Task requirements: When the string "CEREG" is part of a line in the data below, report the whole line.

*** Source information Section Begins ***

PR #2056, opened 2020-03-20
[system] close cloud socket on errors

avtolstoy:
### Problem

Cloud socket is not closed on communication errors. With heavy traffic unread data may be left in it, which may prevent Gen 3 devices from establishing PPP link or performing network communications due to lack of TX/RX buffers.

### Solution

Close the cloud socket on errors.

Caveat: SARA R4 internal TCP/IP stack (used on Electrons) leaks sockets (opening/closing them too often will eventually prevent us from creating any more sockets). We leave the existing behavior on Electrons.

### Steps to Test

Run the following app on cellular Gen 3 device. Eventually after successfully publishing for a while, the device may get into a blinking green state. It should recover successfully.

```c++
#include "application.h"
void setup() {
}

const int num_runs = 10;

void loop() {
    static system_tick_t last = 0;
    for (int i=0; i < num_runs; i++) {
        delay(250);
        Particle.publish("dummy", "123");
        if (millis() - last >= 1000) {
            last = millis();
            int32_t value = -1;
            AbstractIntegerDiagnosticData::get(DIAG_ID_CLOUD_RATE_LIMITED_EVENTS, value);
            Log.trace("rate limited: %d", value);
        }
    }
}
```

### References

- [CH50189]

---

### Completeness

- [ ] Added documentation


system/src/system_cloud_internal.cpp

*** Source information Section Ends ***
*** Source information Section Begins ***

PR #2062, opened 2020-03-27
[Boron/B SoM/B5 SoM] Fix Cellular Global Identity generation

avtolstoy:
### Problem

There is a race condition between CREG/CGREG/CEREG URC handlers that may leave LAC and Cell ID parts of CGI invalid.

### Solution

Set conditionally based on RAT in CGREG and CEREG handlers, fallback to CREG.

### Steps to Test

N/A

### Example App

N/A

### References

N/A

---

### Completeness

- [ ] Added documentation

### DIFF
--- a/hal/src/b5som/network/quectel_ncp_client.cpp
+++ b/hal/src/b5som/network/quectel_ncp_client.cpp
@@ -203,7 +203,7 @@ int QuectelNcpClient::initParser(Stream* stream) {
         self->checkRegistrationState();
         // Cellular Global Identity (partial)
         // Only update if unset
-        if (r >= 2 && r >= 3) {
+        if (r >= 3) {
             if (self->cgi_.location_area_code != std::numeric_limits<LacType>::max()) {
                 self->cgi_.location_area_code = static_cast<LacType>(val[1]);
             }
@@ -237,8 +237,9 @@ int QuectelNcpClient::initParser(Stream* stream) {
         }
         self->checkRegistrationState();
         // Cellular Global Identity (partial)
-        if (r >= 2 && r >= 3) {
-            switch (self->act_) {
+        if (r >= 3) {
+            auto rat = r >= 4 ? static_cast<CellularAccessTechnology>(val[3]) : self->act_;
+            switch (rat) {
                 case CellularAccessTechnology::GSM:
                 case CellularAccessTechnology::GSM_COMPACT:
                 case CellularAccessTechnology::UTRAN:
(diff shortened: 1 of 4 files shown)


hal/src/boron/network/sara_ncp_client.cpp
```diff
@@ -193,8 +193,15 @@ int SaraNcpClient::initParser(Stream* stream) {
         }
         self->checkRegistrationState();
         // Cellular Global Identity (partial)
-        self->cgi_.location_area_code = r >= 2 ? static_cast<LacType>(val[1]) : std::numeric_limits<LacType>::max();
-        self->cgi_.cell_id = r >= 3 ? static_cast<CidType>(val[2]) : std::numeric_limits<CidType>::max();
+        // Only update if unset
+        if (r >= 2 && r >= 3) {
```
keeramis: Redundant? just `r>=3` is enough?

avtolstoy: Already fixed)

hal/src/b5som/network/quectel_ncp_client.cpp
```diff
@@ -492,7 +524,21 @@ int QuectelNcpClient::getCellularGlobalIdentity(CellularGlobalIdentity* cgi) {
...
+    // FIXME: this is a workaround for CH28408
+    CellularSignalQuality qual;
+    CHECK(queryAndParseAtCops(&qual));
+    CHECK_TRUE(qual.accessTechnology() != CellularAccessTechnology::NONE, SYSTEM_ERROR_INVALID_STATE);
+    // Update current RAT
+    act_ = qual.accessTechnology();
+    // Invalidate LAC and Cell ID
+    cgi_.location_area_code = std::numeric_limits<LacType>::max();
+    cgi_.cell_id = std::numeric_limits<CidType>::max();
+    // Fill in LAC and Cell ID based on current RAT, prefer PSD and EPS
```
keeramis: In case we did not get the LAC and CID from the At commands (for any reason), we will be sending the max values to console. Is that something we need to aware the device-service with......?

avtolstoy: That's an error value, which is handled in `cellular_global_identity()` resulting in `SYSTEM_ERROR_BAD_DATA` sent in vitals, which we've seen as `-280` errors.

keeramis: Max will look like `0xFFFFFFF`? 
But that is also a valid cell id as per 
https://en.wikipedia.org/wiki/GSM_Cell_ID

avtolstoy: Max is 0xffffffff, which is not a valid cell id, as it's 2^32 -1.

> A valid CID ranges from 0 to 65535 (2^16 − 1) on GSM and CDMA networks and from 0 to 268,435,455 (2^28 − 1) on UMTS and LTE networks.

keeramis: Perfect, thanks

*** Source information Section Ends ***
*** Source information Section Begins ***

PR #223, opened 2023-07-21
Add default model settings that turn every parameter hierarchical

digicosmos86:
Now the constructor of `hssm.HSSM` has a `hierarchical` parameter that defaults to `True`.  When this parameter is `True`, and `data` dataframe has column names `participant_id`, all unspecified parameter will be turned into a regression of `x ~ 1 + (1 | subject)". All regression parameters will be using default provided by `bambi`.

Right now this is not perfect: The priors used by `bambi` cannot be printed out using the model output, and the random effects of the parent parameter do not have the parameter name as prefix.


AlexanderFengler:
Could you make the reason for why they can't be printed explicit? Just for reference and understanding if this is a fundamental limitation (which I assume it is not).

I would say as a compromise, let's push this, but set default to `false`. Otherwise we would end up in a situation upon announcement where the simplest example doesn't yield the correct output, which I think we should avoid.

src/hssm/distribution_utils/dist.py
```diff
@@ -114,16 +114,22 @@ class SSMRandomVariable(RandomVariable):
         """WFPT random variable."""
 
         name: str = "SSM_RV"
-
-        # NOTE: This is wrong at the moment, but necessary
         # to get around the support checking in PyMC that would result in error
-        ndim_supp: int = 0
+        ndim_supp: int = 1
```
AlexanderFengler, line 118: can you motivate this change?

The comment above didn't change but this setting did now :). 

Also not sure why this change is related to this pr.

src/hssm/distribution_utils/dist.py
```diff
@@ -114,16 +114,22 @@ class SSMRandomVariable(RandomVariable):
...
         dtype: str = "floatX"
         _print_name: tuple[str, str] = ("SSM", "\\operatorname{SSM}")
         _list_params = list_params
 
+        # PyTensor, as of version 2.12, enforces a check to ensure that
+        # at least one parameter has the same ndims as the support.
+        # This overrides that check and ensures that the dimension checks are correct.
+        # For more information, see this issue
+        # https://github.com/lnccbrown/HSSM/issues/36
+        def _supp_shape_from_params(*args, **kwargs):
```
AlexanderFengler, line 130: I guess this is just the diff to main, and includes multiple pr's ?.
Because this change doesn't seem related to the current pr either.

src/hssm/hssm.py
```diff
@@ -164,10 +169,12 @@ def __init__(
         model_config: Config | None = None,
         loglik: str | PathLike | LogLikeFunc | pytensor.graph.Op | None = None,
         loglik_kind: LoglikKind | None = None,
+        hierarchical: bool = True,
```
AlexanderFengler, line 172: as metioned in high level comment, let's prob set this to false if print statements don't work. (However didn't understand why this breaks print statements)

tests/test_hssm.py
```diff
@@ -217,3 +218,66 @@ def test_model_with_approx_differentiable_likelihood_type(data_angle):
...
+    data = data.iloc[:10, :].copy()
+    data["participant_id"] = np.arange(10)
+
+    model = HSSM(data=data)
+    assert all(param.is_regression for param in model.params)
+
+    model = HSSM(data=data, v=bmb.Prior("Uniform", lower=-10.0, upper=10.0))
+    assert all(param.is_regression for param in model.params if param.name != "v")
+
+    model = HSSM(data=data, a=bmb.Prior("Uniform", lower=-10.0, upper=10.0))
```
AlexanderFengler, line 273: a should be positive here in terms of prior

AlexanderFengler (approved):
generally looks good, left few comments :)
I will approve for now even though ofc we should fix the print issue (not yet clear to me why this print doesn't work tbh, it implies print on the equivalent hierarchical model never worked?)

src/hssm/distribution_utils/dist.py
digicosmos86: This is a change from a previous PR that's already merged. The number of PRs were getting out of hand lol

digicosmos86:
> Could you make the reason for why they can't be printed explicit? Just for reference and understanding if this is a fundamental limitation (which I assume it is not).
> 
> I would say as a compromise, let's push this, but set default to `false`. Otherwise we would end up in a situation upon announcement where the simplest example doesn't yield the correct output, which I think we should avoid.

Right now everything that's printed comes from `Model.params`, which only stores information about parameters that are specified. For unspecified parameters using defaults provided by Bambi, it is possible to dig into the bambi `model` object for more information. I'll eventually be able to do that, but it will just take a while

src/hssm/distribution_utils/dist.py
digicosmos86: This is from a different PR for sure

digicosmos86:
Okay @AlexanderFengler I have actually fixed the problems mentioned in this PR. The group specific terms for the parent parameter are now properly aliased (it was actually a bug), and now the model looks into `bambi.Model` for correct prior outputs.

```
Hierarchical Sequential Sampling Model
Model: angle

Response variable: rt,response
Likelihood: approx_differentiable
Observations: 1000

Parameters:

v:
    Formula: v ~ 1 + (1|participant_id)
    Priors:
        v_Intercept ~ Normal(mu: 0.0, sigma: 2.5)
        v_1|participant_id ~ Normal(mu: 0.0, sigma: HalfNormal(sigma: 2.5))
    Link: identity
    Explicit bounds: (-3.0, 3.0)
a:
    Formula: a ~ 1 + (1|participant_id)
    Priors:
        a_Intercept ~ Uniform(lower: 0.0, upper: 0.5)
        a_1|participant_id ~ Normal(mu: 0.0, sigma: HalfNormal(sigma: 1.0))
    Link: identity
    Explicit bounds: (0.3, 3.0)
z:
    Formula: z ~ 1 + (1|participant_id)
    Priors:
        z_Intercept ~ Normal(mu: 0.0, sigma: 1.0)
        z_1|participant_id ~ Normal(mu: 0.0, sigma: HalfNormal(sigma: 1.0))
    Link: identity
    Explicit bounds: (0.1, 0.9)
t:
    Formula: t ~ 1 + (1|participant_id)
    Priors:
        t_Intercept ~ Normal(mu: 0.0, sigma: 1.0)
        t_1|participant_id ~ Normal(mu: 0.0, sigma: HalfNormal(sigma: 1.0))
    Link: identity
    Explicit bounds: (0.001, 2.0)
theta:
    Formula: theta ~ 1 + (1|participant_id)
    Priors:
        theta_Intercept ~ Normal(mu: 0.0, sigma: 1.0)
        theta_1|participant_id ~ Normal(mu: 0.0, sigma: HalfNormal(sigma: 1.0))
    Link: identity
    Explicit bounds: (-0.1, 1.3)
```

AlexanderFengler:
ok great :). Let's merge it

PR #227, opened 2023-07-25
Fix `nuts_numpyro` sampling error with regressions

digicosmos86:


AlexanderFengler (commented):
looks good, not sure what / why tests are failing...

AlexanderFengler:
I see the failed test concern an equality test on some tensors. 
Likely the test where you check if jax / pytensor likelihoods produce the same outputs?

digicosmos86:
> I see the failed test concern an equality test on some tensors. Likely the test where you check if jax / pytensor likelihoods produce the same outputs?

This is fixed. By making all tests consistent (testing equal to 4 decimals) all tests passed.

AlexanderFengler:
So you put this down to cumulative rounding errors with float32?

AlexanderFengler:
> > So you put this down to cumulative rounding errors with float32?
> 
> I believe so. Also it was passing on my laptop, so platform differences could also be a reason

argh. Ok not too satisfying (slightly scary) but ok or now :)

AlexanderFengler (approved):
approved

*** Source information Section Ends ***

Written response:
There is a race condition between CREG/CGREG/CEREG URC handlers that may leave LAC and Cell ID parts of CGI invalid.
Set conditionally based on RAT in CGREG and CEREG handlers, fallback to CREG.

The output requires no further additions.